Lupus menggelengkan kepalanya dengan wajah tidak berdaya. Setelah bekerja di luar begitu lama, Lupus juga memiliki wawasan yang luas. Dia bahkan pernah diam-diam berkunjung ke rumah sakit besar di provinsi. Tapi ujung-ujungnya juga tidak ada hasil. Lupus sudah menerima takdir ini.
" Roddy menggunakan hal ini untuk mengancam aku, mau meniduri kakak iparmu. Aku mana mungkin bisa membiarkan bajingan itu berhasil? Jadi Pipin, kamu harus bantu abangmu ini!"
Lupus menarik tangan Lupin dengan ekspresi yang marah. Nada suaranya terdengar seperti sedang memohon.
"Bang, masalah seperti ini aku mau bagaimana membantumu? Apakah kamu mau menyuruh aku bunuh si bajingan itu?"
Lupin bertanya.
"Membunuh orang itu melanggar hukum. Abang mana mungkin menyuruh kamu melakukan hal seperti itu? Roddy mengancam aku dengan hal ini, tapi asal kakak iparmu hamil, dia sudah tidak bisa mengancamku lagi!"

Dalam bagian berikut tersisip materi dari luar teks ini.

PR #190, opened 2018-12-24
Client-side tx-validation :: added explicit private key check

zuzunker:
Whenever we detect a problem in decoding the rust-tx there are two possible problematic places in code - root private key derivation and then everything else. So added the root key validation, just to exclude this possibility from analysis. Result of this operation is only a string like: "private key matched" or "private key not matched". That's it. No other data is ever exposed.


nicarq:
@vantuz-subhuman we don’t need this PR anymore?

Lupus segera menggelengkan kepala dan menjelaskan lebih lanjut.
"Tapi kamu kan..."
Lupin tercengang sejenak, tidak tega berkata terlalu terus terang. Di dalam hati dia berpikir, tapi bang kamu sudah menjadi begitu, bagaimana membuat kakak ipar hamil?
"Aku tidak bisa membuat kakak iparmu hamil, tapi kamu bisa!"
Berkata sampai sini, Lupus menghabiskan botol bir di tangannya lagi, seolah-olah sedang memberanikan diri dengan cara seperti ini.